The World International Property Organisation this week became the latest group to postpone a big convention in China.
Luxury hotels that used to be crammed with foreign purchasing teams and technical experts are down to 20 per cent occupancy.
The Asia-wide Shangrila chain, which has four hotels in Beijing, this week told staff to take any leave owing and warned of lay-offs if the slump continued more than two months.
"It's worse than even Tiananmen," said one Shangrila executive, referring to the shunning of China after the 1989 massacre of democracy activists in central Beijing.
This week, despite bold calls by Government ministers that the SARS outbreak was "effectively under control", the epidemic started having visible economic effects on the Chinese economy, Asia's biggest growth engine.

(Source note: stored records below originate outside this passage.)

PR #566, opened 2022-03-04
CSV legacy export add ion mobility

robinschmid:
Also added to GNPS FBMN / IIMN to support mobility in tables

### DIFF
--- a/src/main/java/io/github/mzmine/modules/io/export_features_csv_legacy/LegacyCSVExportTask.java
+++ b/src/main/java/io/github/mzmine/modules/io/export_features_csv_legacy/LegacyCSVExportTask.java
@@ -124,6 +124,15 @@ public class LegacyCSVExportTask extends AbstractTask implements ProcessedItemsC
   private void refineCommonElements() {
     List<LegacyExportRowCommonElement> list = Lists.newArrayList(commonElements);
 
+    boolean hasIonMobility = Arrays.stream(featureLists)
+        .anyMatch(flist -> flist.hasRowType(MobilityType.class));
+
+    if (!hasIonMobility) {
+      list.remove(LegacyExportRowCommonElement.ROW_ION_MOBILITY);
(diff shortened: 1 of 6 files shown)


src/main/java/io/github/mzmine/modules/io/export_features_csv_legacy/LegacyCSVExportTask.java
```diff
@@ -122,6 +124,15 @@ public int getProcessedItems() {
   private void refineCommonElements() {
     List<LegacyExportRowCommonElement> list = Lists.newArrayList(commonElements);
 
+    boolean hasIonMobility = Arrays.stream(featureLists)
+        .anyMatch(flist -> flist.hasRowType(MobilityType.class));
+
+    if (!hasIonMobility) {
+      list.remove(LegacyExportRowCommonElement.ROW_ION_MOBILITY);
+      list.remove(LegacyExportRowCommonElement.ROW_ION_MOBILITY_UNIT);
+      list.remove(LegacyExportRowCommonElement.ROW_CCS);
```
SteffenHeu, line 133: In theory, one should not rely on the mobility unit of the row, but the feature. files from varying vendors might be aligned by ccs (todo for join aligner) and therefore have different mobility units.

SteffenHeu: i dont even know if this type is actually set

robinschmid: Most people will work with one type of instrument / mobility unit. So this should be fine.
I alos think people should work with each feature. But many want to use the average mobility. 

They should know that an average does not make sense when they use multiple units

robinschmid: Okay I will remove the unit which is not that important anyways and is also not set

Issue #567, opened 2022-03-06
MS/MS display


dwheeler23:
### Basic information

* My operating system: Windows 10.0.18363 Build 18363, 64 bit
* My MZmine version: MZMine 3.0.0beta

### What happened

Excellent new version! Unfortunately I can't get the MS/MS plot display to work (formerly called MS/MS visualizer). I've tried fiddling with all of the settings (axes, options, etc.), file selection, updating Java, etc. 

No error appears, it just doesn't fire up any visualizer once I click OK.

SteffenHeu:
Hey dwheeler, 

thank you for the bug reprot.
Can you please post the log output? You can find it via the "Show log file" button in the help menu.
Also: What kind of file raw data file are you using? Perhaps it might be good to upload the file somewhere so we can reproduce the error.

robinschmid:
Hey, thanks for the report. That's one of the modules I have never used or touched so far. 
There are plenty of options for MS/MS visualization but this one seems very different from the rest. 

During the change of the interfaces, we created the new visualizer but forgot to add it to the main window.  That's an easy fix. 
I suspect this will be in the next patch release 3.0.1-beta.

Keep up the good work and report what you experience.

Best Robin


![image](https://user-images.githubusercontent.com/10366914/157003955-e83bc85b-2596-47fe-9046-f579d1b296c6.png)

robinschmid:
Oh and updating java does not work because MZmine ships with its own java version. That's what modern java does.

dwheeler23:
Thank you so much! This was using Thermo RAW files. Again, excellent new version, I really appreciate the wonderful tool you have all made. 

Best,
Doug

PR #570, opened 2022-03-07
Fix ms/ms scatter plot

robinschmid:
@steffenheu why was this commented out in RawDataFilesSelection? Is it okay to do it this way?

fixes issue #567

### DIFF
--- a/src/main/java/io/github/mzmine/parameters/parametertypes/selectors/RawDataFilesSelection.java
+++ b/src/main/java/io/github/mzmine/parameters/parametertypes/selectors/RawDataFilesSelection.java
@@ -57,11 +57,15 @@ public class RawDataFilesSelection implements Cloneable {
   public RawDataFile[] getMatchingRawDataFiles() {
 
     if (evaluatedSelection != null) {
-      /*var value = Arrays.stream(evaluatedSelection)
-          .map(placeholder -> placeholder.getMatchingFile()).filter(Objects::nonNull)
+      var value = Arrays.stream(evaluatedSelection).map(RawDataFilePlaceholder::getMatchingFile)
           .toArray(RawDataFile[]::new);
-      return value;*/
-      throw new IllegalStateException("Raw data file selection has already been evaluated.");
+      for (var raw : value) {
+        if (raw == null) {
+          throw new IllegalStateException(
+              "Data file selection points to a missing file (maybe it was removed after first evaluation).");
+        }
+      }
+      return value;
     }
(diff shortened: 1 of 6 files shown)


src/main/java/io/github/mzmine/parameters/parametertypes/selectors/RawDataFilesSelection.java
```diff
@@ -57,11 +57,15 @@ public RawDataFilesSelection(RawDataFilesSelectionType selectionType) {
...
           .toArray(RawDataFile[]::new);
-      return value;*/
-      throw new IllegalStateException("Raw data file selection has already been evaluated.");
+      for (var raw : value) {
+        if (raw == null) {
+          throw new IllegalStateException(
+              "Data file selection points to a missing file (maybe it was removed after first evaluation).");
+        }
+      }
+      return value;
```
robinschmid, line 68: This is the part. Should be okay to use the placeholders this way right?
Some modules might pass the parameters on to multile objects that want to get the raw data files

SteffenHeu: These modules should pass the raw data files directly. This is a safety feature to ensure that the evaluation is done at the right time and only once.

robinschmid: Would this break anything?
I mean we are always using the correct files in this case right? 
I feel that it is not intuitive that you can use RawDataFileSelection only once

SteffenHeu: Before, it was always reevaluated. This broke the feature list summaries and made them not preproducible. while implementing project load/save, i changed it so that it would only be evaluated once and throw an error otherwise.

If it has already been evaluated, you can always use the getEvaluationResult method.

This way we have clear functionality and reproducible results. Furthermore, we see when the error happens and can clearly debug it. You can also clone the selection and evaluate the clone for parameter checking.
Furthermore, there's reset method, which clears the selection.

robinschmid: But there should be one method that just provides the matching files. It is hard to secure that no one will call this method twice as parameters are often stored somewhere in a visualization module or similar. 
There should be a method that either evaluates or just gives the evaluated results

China's people face tougher travel restrictions to the outside world as SARS spreads.
China's image has undergone a sudden switch. Since the 1997 Asian financial crisis it has been nudging Japan aside for regional economic leadership, having refused to devalue its currency and kept up a fast 8 per cent annual growth that has sucked in raw materials, intermediate products, and services from other Asian countries.
Now it is the shadowy breeding ground of dangerous new diseases, protected by a secretive regime that would rather save face than save lives.
The official figures say China has had 1291 confirmed cases of the 2900 worldwide, with 56 deaths.